Legitimate objectors—like consumer group Public Citizen and Ted Frank of the Center for Class Action Fairness—won't be affected by the proposal because they aren't in it for the money, he said.
Karlsgodt agreed that the proposals will likely disincentivize greenmail objections, but said that “most reputable plaintiffs’ class action lawyers have already adopted a strategy of refusing to ‘negotiate with the kidnappers,' so to speak.”
“At minimum, this rule change serves to codify what is already a best practice within the class action bar,” he said.
But objector Schonbrun said the rules committee is looking at the wrong problem.

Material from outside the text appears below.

PR #491, opened 2023-10-03
HTTPCLIENT-2293: Via header improvements

ok2c:
* `ResponseCachingPolicy` optimized to generate less intermediate garbage while paring `Via` headers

According to the committee's agenda, “Class members sometimes object to settlements not because they have good faith objections but instead because they want to receive payments to withdraw their objections so that the settlements can go forward.”
Schonbrun said the committee could just as easily turn it around to say, “Sometimes class members bring class action lawsuits not because they have good faith claims against the defendant but because they want to receive payments to settle their claims.”
Plaintiffs' attorneys blackmail defendants every time they bring meritless class actions meant only to extract a settlement. But their good faith is never questioned the way that of an objector is, he said.
“You would have thought in a saner world that the bigger problem of blackmail settlements that cost companies millions and tens of millions and hundreds of millions of dollars unjustifiably should be something they tackle, rather than this minor problem where they give $50,000 to an objector and his lawyer,” Schonbrun said.
He said the rule changes benefit plaintiffs' attorneys because their only effect will be to lower the amount of money plaintiffs have to pay objectors to make them go away.
The greenmail proposal is the most significant change to Rule 23 proposed by the committee, Fitzpatrick said.
Other changes include bringing class notice procedures into the 21st century by allowing e-mail notice, and clarifying the factors courts should consider when approving settlements.
“It’s pretty modest stuff, Fitzpatrick said. “They really decided not to tackle any of the thorny questions” they originally considered, like cy pres and ascertainability, he said.
“A lot of it is just codifying what the courts are already doing,” he said. “It started out much more ambitious than it ended up.”
The greenmail provision is one of the few proposals to survive this far because “there is unanimity among the plaintiffs’ and defense bars and the courts that greenmail objectors are a continuing problem,” Karlsgodt said.
“These rules would seem to do a good job of addressing that problem without also eliminating the ability of class members or public interest groups to make legitimate and constructive objections to proposed class action settlements,” he said.
Schonbrun questioned whether any objector lawyers were invited to be part of the amendment process.
“They discuss a million things and then the only thing they want to get done has to do with this minor problem of objectors,” he said.
At its meeting in early June, the committee overseeing the various rules committees approved these amendments for the next stage—putting the proposed rule changes up for notice and comment, Robert H. Klonoff, professor at Lewis & Clark Law School in Portland, Ore., told Bloomberg BNA.
Klonoff is a member of the U.S. Judicial Conference Advisory Committee on Civil Rules' subcommittee on class actions.
He said they have yet to set a timeline for notice and comment, but they will hold public sessions on the amendments over the next several months.